A paraumbilical (or umbilical) hernia is a hole in the connective tissue of the abdominal wall in the midline with close approximation to the umbilicus. If the hole is large enough there can be protrusion of the abdominal contents, including omental fat and/or bowel. These defects are usually congenital and are not noticed until they slowly enlarge over an individual's life time and abdominal contents herniate through the hole creating either pain or a visible lump on the abdominal wall. If abdominal contents get incarcerated (or stuck) in the hole this can cause pain. If the abdominal contents become strangulated by losing their blood supply from pinching or twisting those tissue will die.
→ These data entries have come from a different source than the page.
PR #6397, opened 2019-07-04
Update apps_groups.conf for time group

mbarper:
For Ubuntu 16.04 encountered this:
* The output for the 'ps -e' and '/proc/PID/stat' is "systemd-timesyn".
* The output for the substring mode '/proc/PID/cmdline' is "systemd-timesyn" as well

In order to check this group correctly systemd-timesyncd service has to be searched as substring with value "systemd-timesyn*"

Update apps_groups.conf

### DIFF
--- a/collectors/apps.plugin/apps_groups.conf
+++ b/collectors/apps.plugin/apps_groups.conf
@@ -189,7 +189,7 @@ print: cups* lpd lpq
 # -----------------------------------------------------------------------------
 # time servers and clients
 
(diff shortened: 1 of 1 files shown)


ilyam8:
@mbarper please sigh the CLA

mbarper:
> @mbarper please sigh the CLA

Done!

vlvkobal:
Good catch, thank you @mbarper!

If it is omental fat this will cause pain and could potentially lead to an infection. If the strangulated contents are bowel then in addition to pain the individual will develop a bowel obstruction. And if the dead bowel is not surgically removed in an emergent fashion the condition could be fatal.

Treatment

There is no medical treatment to cure a hernia. It requires surgical intervention which involves closing the hole. If the hole is very small this can sometimes be accomplished by simply reapproximating the connective tissue. However for best long term success most hernias require a permanent barrier to cover the defect much like repairing a hole in a tire. This material is commonly referred to as mesh and can be made of different substances depending on the brand.

The operation is usually performed under a general anaesthetic.

In most cases this is done as a day case without the need for an overnight stay.